PR #854, opened 2020-03-10
Implemented Table, Column and Cell

henriette-einstein:
Added 

* Table
* Column
* Cell

and some test cases

### DIFF
--- a/packages/core/spec/share/asciidoctor-spec.js
+++ b/packages/core/spec/share/asciidoctor-spec.js
@@ -1939,7 +1939,7 @@ America/New_York
         expect(table.getBody()[0][0].getWidth()).to.equal(1)
         expect(table.getHead()[0][0].getStyle()).to.equal(undefined)
       })
-      it('should return tablewidth', function () {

__________________________________________________

--- Problem details ---
Output each record precisely as given.

--- Answer section ---
PR #854, opened 2020-03-10
Implemented Table, Column and Cell

henriette-einstein:
Added 

* Table
* Column
* Cell

and some test cases

### DIFF
--- a/packages/core/spec/share/asciidoctor-spec.js
+++ b/packages/core/spec/share/asciidoctor-spec.js
@@ -1939,7 +1939,7 @@ America/New_York
         expect(table.getBody()[0][0].getWidth()).to.equal(1)
         expect(table.getHead()[0][0].getStyle()).to.equal(undefined)
       })
-      it('should return tablewidth', function () {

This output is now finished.